Gelaito4: A Sports Media Platform Powered by Collaborative Computer Vision and Generative AI
Introduction
- Gelaito4 is an application prototype designed to enhance the viewing experience of sports events by providing real-time player information, automatic video categorization, and personalized video recommendations.
Demo
Motivation
- When watching sports event videos, viewers often want to quickly know the names or related data of players but can only rely on vague jersey numbers or player characteristics to search online. This not only requires pausing the video, missing exciting moments, but also takes a lot of time to find information.

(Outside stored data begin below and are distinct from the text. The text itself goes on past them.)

PR #12, opened 2022-05-12
Change encryption method

jenniferboedker:
Change encryption method from PBKDF2 to PBE because of reported security vulnerability issues (see https://github.com/qbicsoftware/data-manager-app/security/code-scanning/1)

I also increased the iterations as well

### DIFF
--- a/domain/src/main/java/life/qbic/usermanagement/policies/PasswordEncryptionPolicy.java
+++ b/domain/src/main/java/life/qbic/usermanagement/policies/PasswordEncryptionPolicy.java
@@ -1,12 +1,12 @@
 package life.qbic.usermanagement.policies;
 
+import javax.crypto.SecretKey;
+import javax.crypto.SecretKeyFactory;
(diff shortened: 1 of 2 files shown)


domain/src/main/java/life/qbic/usermanagement/policies/PasswordEncryptionPolicy.java
```diff
@@ -25,7 +25,7 @@ public class PasswordEncryptionPolicy {
   private static final int HASH_INDEX =
       2; // the index of the hash content in the encoded password String
   private static final int ITERATIONS =
-      4242; // the iteration count used for the encryption algorithm
+      10000; // the iteration count used for the encryption algorithm
```
sven1103, line 28: Increases readability:
```suggestion
      10_000; // the iteration count used for the encryption algorithm
```

sven1103 (dismissed):
One nit suggestion, else I am happy with the improvement.

sven1103 (approved):

PR #15, opened 2022-05-17
Implement Event store

KochTobi:


domain/src/main/java/life/qbic/events/DomainEventSubscriber.java
```diff
@@ -0,0 +1,15 @@
...
+
+import life.qbic.events.DomainEvent;
+
+/**
+ * <b>short description</b>
+ *
+ * <p>detailed description</p>
+ *
+ * @since <version tag>
+ */
```
sven1103, line 11: Description and purpose is missing

webapp/src/main/java/life/qbic/events/DomainEventSerializer.java
```diff
@@ -0,0 +1,63 @@
+package life.qbic.events;
+
+
+import java.time.Instant;
+import java.util.HashMap;
+import java.util.Map;
+import life.qbic.usermanagement.registration.UserRegistered;
+
+public class DomainEventSerializer {
```
sven1103, line 9: Description and purpose missing

webapp/src/main/java/life/qbic/events/DomainEventSerializer.java
```diff
@@ -0,0 +1,63 @@
...
+
+  public <T extends DomainEvent> String serialize(T event) {
```
sven1103, line 11: Docs missing

webapp/src/main/java/life/qbic/events/DomainEventSerializer.java
```diff
@@ -0,0 +1,63 @@
...
+    if (event instanceof UserRegistered) {
+      return UserRegisteredSerializer.serialize((UserRegistered) event);
+    }
+    throw
+        new UnrecognizedEventTypeException(
+        "Cannot serialize events of type " + event.getClass().getName() + ". Unknown event type.");
+  }
+
+  public DomainEvent deserialize(String serializedEvent, String desiredType) {
```
sven1103, line 20: Docs missing

domain/src/main/java/life/qbic/usermanagement/registration/UserRegistered.java
```diff
@@ -23,6 +19,10 @@ public UserRegistered(String userId) {
     this.occurredOn = Instant.now();
   }
 
+  public void setOccurredOn(Instant occurredOn) {
+    this.occurredOn = occurredOn;
+  }
+
```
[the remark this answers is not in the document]
KochTobi: We need to set it during deserialization. The event timestamp should not change. We could do it with a static creation method as well

webapp/src/main/java/life/qbic/events/DomainEventSerializer.java
```diff
@@ -0,0 +1,63 @@
...
+      }
+      if (userId == null) {
+        throw new RuntimeException("Cannot deserialize to type " + UserRegistered.class.getName());
+      } else if (occurredOn == null) {
+        throw new RuntimeException("Cannot deserialize to type " + UserRegistered.class.getName());
+      }
+      UserRegistered deserializedEvent = new UserRegistered(userId);
+      deserializedEvent.setOccurredOn(occurredOn);
+      return deserializedEvent;
+    }
```
sven1103, line 60: Why the pain and implement serialisation and de-serialisation? We can use Java's build in Object Serialisation and Deserialisation features. 

For example create an StoredEvent value object, use Javas ObjectOutputStream (https://docs.oracle.com/javase/7/docs/api/java/io/ObjectOutputStream.html) and write it as Blob in the DB. Same works in the reverse order, with ObjectInputStream.

Another issue is, that you did not save the event type. This is important information, since the type determines all later routing, within and for remote contexts. The Domain Event class name as String is sufficient, following the example from Vaughn Vernon.

We also need an event id for de-duplication processing.

webapp/src/main/java/life/qbic/AppConfig.java
```diff
@@ -42,4 +44,13 @@ public UserRepository userRepository(UserDataStorage userDataStorage) {
     return UserRepository.getInstance(userDataStorage);
   }
 
+  /**
+   * Creates the event store instance
+   * @return 1.0.0
+   */
+  @Bean
+  public EventStore eventStore() {
+    return new EventStore(new TemporaryEventRepository());
```
sven1103, line 53: I prefere a Singleton vs constructor, to also guarantee that we only have on instance of an event store in the application instance.

```suggestion
    return EventStore.instance(new TemporaryEventRepository());
```

webapp/src/main/java/life/qbic/events/EventStore.java
```diff
@@ -0,0 +1,37 @@
...
+ * Implementation of a basic event store. It handles events and provides accessor methods to retain
+ * the events later.
+ */
+public class EventStore {
+
+  private final EventRepository eventRepository;
+
+  public EventStore(EventRepository eventRepository) {
+    this.eventRepository = eventRepository;
+  }
```
sven1103, line 16: Effective Java: Favour static factory methods over constructors for object creation.  This also works when injecting dependencies. 

```suggestion
  public EventStore(EventRepository eventRepository) {
    this.eventRepository = eventRepository;
  }
```

sven1103 (commented):
Thank you @KochTobi for your implementation! I left some comments open for discussion :)

webapp/src/main/java/life/qbic/events/DomainEventSerializer.java
```diff
@@ -0,0 +1,63 @@
...
+        "Cannot deserialize events of type " + desiredType + ". Unknown event type.");
+  }
+
+  private static class UserRegisteredSerializer {
+
+    static String serialize(UserRegistered event) {
+      HashMap<String, String> propertiesMap = new HashMap<>();
+      propertiesMap.put("userId", event.getUserId());
+      propertiesMap.put("occurredOn", event.occurredOn().toString());
+      return propertiesMap.toString();
```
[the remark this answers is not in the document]
KochTobi: It is not clear to me what you mean here?

domain/src/main/java/life/qbic/usermanagement/registration/UserRegistered.java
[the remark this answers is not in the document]
sven1103: ah, I see. yeah, then I think we move the responsibility to the client to set the Instant, not as intrinsic behaviour.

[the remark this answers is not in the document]
sven1103: But i think once created, the event should be immutable

webapp/src/main/java/life/qbic/events/DomainEventSerializer.java
sven1103: I suggest to introduce an object serialisation interface, and go with a default implementation (like `StringObjectSerialization`) and later we can introduce JSON, or Javas native Object Serialisation

sven1103: and yes, we need the id (incremented by one) so we preserve event order information. We get that for free from the data base.

KochTobi: the event order information is perserved in the stored event :) it does however not have anything to do with the event store

sven1103: how is that?

webapp/src/main/java/life/qbic/events/EventStore.java
KochTobi: Hi @sven1103, you suggested earlier to make the EventStore a singleton. This would mean introducing a `getInstance()` method. Do you know how one can implement a singleton with different repositories or is there only one repository allowed? I implemented a static `getInstance()`. Is this what you had in mind?

webapp/src/main/java/life/qbic/events/DomainEventSerializer.java
KochTobi: The stored event is assigned a `long id` from the event store. This id does not propagate out of the context of the event store and is used by the event store to handle event order information. Furhter the event order information can be read by comparing occurredOn timestamps.

webapp/src/main/java/life/qbic/events/EventStore.java
sven1103: Hi @KochTobi i think a singleton is fine for now, no need for multiple EventStores at the moment. when the model requires it, we change it :)

sven1103 (approved):
Nice work @KochTobi ! I approve and merge it, so we can continue with the integration of events. we can still refactor smaller things later, if required.

PR #16, opened 2022-05-19
Event serialization

KochTobi:


domain/src/main/java/life/qbic/domain/events/SerializableDomainEvent.java
```diff
@@ -0,0 +1,12 @@
+package life.qbic.domain.events;
+
+import java.io.Serializable;
+
+/**
+ * A domain event that can be serialized.
+ *
+ * @since 1.0.0
+ */
+public abstract class SerializableDomainEvent implements DomainEvent, Serializable {
```
sven1103, line 10: I argue that here we sneak in technical vocab into the domain language.

I would favour an abstract domain event class then, that implements the serializable interface.

sven1103 (changes requested):
One small change request, regarding domain language

sven1103 (approved):
Nice!

PR #18, opened 2022-05-23
Send an email given a recipient and fullName

KochTobi:


webapp/src/main/java/life/qbic/usermanagement/registration/RegistrationMessageFactory.java
```diff
@@ -0,0 +1,20 @@
+package life.qbic.usermanagement.registration;
+
+/**
+ * Creates registration messages.
+ */
+public class RegistrationMessageFactory {
+
+  public static String registrationMessage(String fullName) {
```
sven1103, line 8: Since we already know, that we will provide a URL to confirm the email address, we can add it as a method parameter.

Can be a String, must not be a URL, since it is formatting only.

KochTobi: I would extend it once we have it in place. Atm, we do not have an URL so I would opt for a functioning version where a simple email is sent without any action required from the user.

webapp/src/main/java/life/qbic/usermanagement/registration/RegistrationEmailSender.java
```diff
@@ -0,0 +1,75 @@
...
+import org.springframework.beans.factory.annotation.Value;
+import org.springframework.stereotype.Service;
+
+/**
+ * Sends emails informing a user that she was registered in the system
+ *
+ * @since 1.0.0
+ */
+@Service
+public class RegistrationEmailSender {
```
sven1103, line 25: Instead of having a solution that cannot be re-used, I favour an EmailSubmissionService, that provides some public methods, without knowing anything about the email purpose. The service needs a recipient email address and a pre-formatted content. 

We can then re-use the service, for example when we confirm the registration and activate the user account. 

This implementation cannot be re-used for other emails unfortunately.

I suggest to wrap the the registration email logic in a EmailComposer factory, that creates Email objects. An Email has a recipient and a message content + subject. 

You can for example then have a call like:

`Email registrationMail = EmailComposer.createRegistrationMail(String recipientEmail, String subject, String content)`

And pass it to the EmailSubmissionService.

sven1103 (changes requested):
Dear @KochTobi thank you for your implementation.

I have a suggestion for the architecture and gave some impulses.

webapp/src/main/java/life/qbic/usermanagement/registration/RegistrationEmailSender.java
KochTobi: I think that makes the solution way too complex. Generalisation makes sense when we need the functionality in other spaces. Currently, we only need it in this function.

sven1103: But why is it complex? It fits into the current application architecture and separates the concerns. Your suggestion puts formatting and submission into one class. 

Also, it does not fit in the Service Layout we have.

sven1103 (changes requested):
I answered the comment, still would like to see a solution that fits into the overall architecture.

domain/src/main/java/life/qbic/apps/datamanager/notifications/MessageParameters.java
```diff
@@ -16,18 +16,18 @@ public final class MessageParameters {
 
   public final String messageId;
 
-  public final String occuredOn;
+  public final String occurredOn;
 
-  private MessageParameters(String messageType, String messageId, String occuredOn) {
+  private MessageParameters(String messageType, String messageId, String occurredOn) {
```
sven1103, line 21: well spotted!

webapp/src/main/java/life/qbic/email/Email.java
```diff
@@ -0,0 +1,23 @@
...
+import life.qbic.usermanagement.registration.Recipient;
+
+/**
+ * <b>short description</b>
+ *
+ * <p>detailed description</p>
+ *
+ * @since <version tag>
+ */
+public interface Email {
```
sven1103, line 12: why an interface? I dont see why we have several implementations in the future. 

I get why you did it, because of the formatting of the content. However I dont see it as the responsibility to format the content. An email just has content that should fit the MIME type. We dont need to model it as complex as the real email world is, but formatting is not an email concern. 

An email is a data carrier, but it needs some logic that prepares the content. I would outsource this logic into an own object, and make the Email a simple data structure.

webapp/src/main/java/life/qbic/email/EmailService.java
```diff
@@ -0,0 +1,17 @@
...
+
+/**
+ * <b>short description</b>
+ *
+ * <p>detailed description</p>
+ *
+ * @since <version tag>
+ */
+@Service
+public interface EmailService {
```
sven1103, line 13: Not sure if we need an interface, but I will not block it atm.

sven1103 (changes requested):
Very nice, that is quite an improvement in readability and separation of concerns.

I have on final remark to the email implementation and formatting respronsibility. 

Then I give it a go!

domain/src/main/java/life/qbic/apps/datamanager/notifications/MessageParameters.java
KochTobi: The yellow underline from IntelliJ helped a lot here :)

PR #20, opened 2022-05-24
As a User i want to be notified by email after registration

KochTobi:


Steffengreiner (approved):
Thanks for updating the Readme! Now it's perfect 👍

- Users often spend a lot of time manually categorizing and tagging video content when watching a large number of sports event videos, which is tedious and time-consuming. If the platform categorizes the videos, it requires a lot of manpower, is time-consuming and costly, and the efficiency of video categorization is low.
- Viewers want to quickly grasp the highlights of the game when watching sports event videos, but creating a game highlight requires manpower to watch the entire game, select clips, and edit them, which is time-consuming and labor-intensive.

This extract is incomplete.